Below are the records; locate each line with the word "switch" and copy it.

(Information provided)

PR #640, opened 2024-01-19
chore: bump and support paragon v22

adamstankiewicz:
**Description:**

Paragon v22 was released. The current peer dependencies in package.json won't allow consumers to upgrade to Paragon v22 until explicit support for the new version is added to package.json.

**Merge checklist:**

**Post merge:**

### DIFF
--- a/package.json
+++ b/package.json
@@ -75,7 +75,7 @@
   },
   "peerDependencies": {
     "@openedx/frontend-build": ">= 13.0.15",
-    "@openedx/paragon": ">= 21.5.7",
+    "@openedx/paragon": ">= 21.5.7 < 23.0.0",
     "prop-types": "^15.7.2",
     "react": "^16.9.0 || ^17.0.0",
     "react-dom": "^16.9.0 || ^17.0.0",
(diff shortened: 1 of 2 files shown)


package.json
```diff
@@ -75,7 +75,7 @@
   },
   "peerDependencies": {
     "@openedx/frontend-build": ">= 13.0.15",
-    "@openedx/paragon": "^21.5.7",
+    "@openedx/paragon": ">= 21.5.7",
```
brian-smith-tcril, line 78: are we happy with just a `>=` here? before the switch from `@edx/paragon` to `@openedx/paragon` we had

https://github.com/openedx/frontend-platform/blob/b608ccdb8fff78658b7e6a49afea89a1c91a46c5/package.json#L78

maybe instead we want this to be

```suggestion
    "@openedx/paragon": ">= 21.5.7 < 23.0.0",
```

I don't have strong feelings one way or the other, just wanted to note that this is a departure from patterns we were using previously

adamstankiewicz: Yeah, it would be safer to keep the semver range explicit (with a max version specified); I ended up going with the pattern of `@openedx/frontend-build` above, but agree we should de-risk future Paragon upgrades by making new major versions explicit with the tradeoff being it requires a maintenance a step to bump the version each time Paragon releases a new breaking change (not a big deal, IMO).

For example, if the `Button` component props API were to change in a v23 release and breaks frontend-platform's usage of it, we would want to prevent that by restricting the max version that can be supported.

I will update.

brian-smith-tcril (approved):
:shipit:

PR #689, opened 2024-05-10
feat: adds support for loading external theme CSS for MFEs 

dcoa:
**Description:**

This PR updates the original one https://github.com/openedx/frontend-platform/pull/440 closer to the master branch and adds some extra tests.

Please read the original PR for additional context. 

> [!WARNING]
>  - The dist folder is included in the PR for testing purposes and will be removed before the merge. 
>  - The PR should update the Paragon version once the official release is launched.

**Merge checklist:**

- [x] Consider testing your code modifications in another local micro-frontend using local aliases configured via [the `module.config.js` file in `frontend-build`](https://github.com/openedx/frontend-build#local-module-configuration-for-webpack).

**Post merge:**


openedx-webhooks:
Thanks for the pull request, @dcoa! Please note that it may take us up to several weeks or months to complete a review and merge your PR.

- supporting documentation

docs/how_tos/theming.md
```diff
@@ -0,0 +1,204 @@
+# Theming support with `@edx/paragon` and `@edx/brand`
```
GlugovGrGlib, line 1: we need to refactor `@edx/` to `@openedx/` in docs, as since December all npm packages are published in the scope of `@openedx/`

GlugovGrGlib: @brian-smith-tcril I couldn't see frontend-platform among npm published packages, shouldn't it be published with @openedx scope as well?
https://www.npmjs.com/search?q=%40openedx

package.json
```diff
@@ -35,14 +35,16 @@
   "devDependencies": {
     "@edx/brand": "npm:@openedx/brand-openedx@^1.2.2",
     "@edx/browserslist-config": "1.2.0",
-    "@openedx/frontend-build": "14.0.3",
-    "@openedx/paragon": "22.3.2",
+    "@openedx/frontend-build": "github:edunext/frontend-build#dcoa/design-tokens-support",
+    "@openedx/paragon": "npm:@openedx/paragon@^22.0.0-alpha.25",
```
GlugovGrGlib, line 39: It might worth to wait for the [Paragon sync PR](https://github.com/openedx/paragon/pull/3044) to be merged, so we won't downgrade paragon requirements, and still will be able to use the latest version of paragon.

PKulkoRaccoonGang:
@dcoa I'm getting an error during build related to the `env.config.js` file

`SyntaxError: Unexpected token 'export'`

I tried to solve it by changing the export to `module.exports = { config };` I succeeded, but the content of the `example` application is not rendered on http://localhost:8080.

Have you encountered such a problem?

docs/how_tos/theming.md
brian-smith-tcril: I think that one is still only published to the `@edx` scope. I agree it would be good to make the switch but it hasn't made it to the top of the priority list yet.

PKulkoRaccoonGang (commented):
@dcoa This looks great! I have already started working on Update `openedx/frontend-app-discussions`. I left a few questions about the operation of some features and the code in general.

docs/how_tos/theming.md
```diff
@@ -0,0 +1,204 @@
...
+}
+```
+
+### Locally installed `@openedx/paragon`
+
+If you would like to use the same version of the Paragon CSS urls as the locally installed `@openedx/paragon`, the configuration for the Paragon CSS urls may contain a wildcard `$paragonVersion` which gets replaced with the locally installed version of `@openedx/paragon` in the consuming application, e.g.:
+
+```shell
+https://cdn.jsdelivr.net/npm/@openedx/paragon@$paragonVersion/dist/core.min.css
+https://cdn.jsdelivr.net/npm/@openedx/paragon@$paragonVersion/dist/light.min.css
```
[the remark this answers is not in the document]
dcoa: No, because the main intention here is to identify the version and load the external resource compatible with that specific version. 

For example, my app has paragon `23.0.0-alpha.2`, then the hook will replace `$paragonVersion` .

This is the definition
`https://cdn.jsdelivr.net/npm/@openedx/paragon@$paragonVersion/dist/core.min.css`

after processing 
`https://cdn.jsdelivr.net/npm/@openedx/paragon@$23.0.0-alpha.2/dist/core.min.css`

docs/how_tos/theming.md
```diff
@@ -0,0 +1,204 @@
...
+
+By serving CSS loaded externally, consuming applications of Paragon no longer need to be responsible for compiling the theme SCSS to CSS themselves and instead use a pre-compiled CSS file. In doing so, this allows making changes to the Paragon theme without needing to necessarily re-build and re-deploy all consuming applications.
+
+### Dark mode and theme variant preferences
+
+`@openedx/frontend-platform` supports both `light` (required) and `dark` (optional) theme variants. The choice of which theme variant should be applied on page load is based on the following preference cascade:
+
+1. **Get theme preference from localStorage.** Supports persisting and loading the user's preference for their selected theme variant, until cleared.
+1. **Detect user system settings.** Rely on the `prefers-color-scheme` media query to detect if the user's system indicates a preference for dark mode. If so, use the default dark theme variant, if one is configured.
```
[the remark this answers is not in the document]
dcoa: The hook will fallback in the installed themes files if the URL is not provided or is not working. 

If you define only the CSS inside SCSS file you can use the `prefers-color-scheme`  to support dark/light modes.

docs/how_tos/theming.md
```diff
@@ -0,0 +1,204 @@
...
+
+### Performance implications
+
+There is also a meaningful improvement in performance as loading the compiled theme CSS from an external CDN means micro-frontends (MFEs) can include cached styles instead of needing to load essentially duplicate theme styles included in each individual MFE as users navigate across the platform.
+
+However, as the styles from `@openedx/paragon` and `@openedx/brand-openedx` get loaded at runtime by `@openedx/frontend-platform`, the associated CSS files do not get processed through the consuming application's Webpack build process (e.g., if the MFE used PurgeCSS or any custom PostCSS plugins specifically for Paragon).
+
+### Falling back to styles installed in consuming application
+
+If any of the configured external `PARAGON_THEME_URLS` fail to load for whatever reason (e.g., CDN is down, URL is incorrectly configured), `@openedx/paragon` will attempt to fallback to the relevant files installed in `node_modules` from the consuming application.
```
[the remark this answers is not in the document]
dcoa: @PKulkoRaccoonGang  thanks for the feedback, the fallback url was missing the `publicPath` I solved it.

image

src/react/hooks/paragon/useParagonThemeUrls.js
```diff
@@ -0,0 +1,95 @@
...
+
+  // If we don't have  the core default or any theme variants, use the PARAGON_THEME
+  if (!coreCss.default || Object.keys(themeVariantsCss).length === 0) {
+    const localCoreUrl = PARAGON_THEME.paragon?.themeUrls?.core;
+    const localThemeVariants = PARAGON_THEME.paragon?.themeUrls?.variants;
+
+    if (!localCoreUrl || Object.keys(localCoreUrl).length === 0
+      || !localThemeVariants || Object.keys(localThemeVariants).length === 0) {
+      return undefined;
+    }
```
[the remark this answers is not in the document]
dcoa: I create the function in the utils file to be used in 2 hooks

src/react/hooks/paragon/useParagonThemeCore.test.js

(End Information provided)

Task result:
brian-smith-tcril, line 78: are we happy with just a `>=` here? before the switch from `@edx/paragon` to `@openedx/paragon` we had
brian-smith-tcril: I think that one is still only published to the `@edx` scope. I agree it would be good to make the switch but it hasn't made it to the top of the priority list yet.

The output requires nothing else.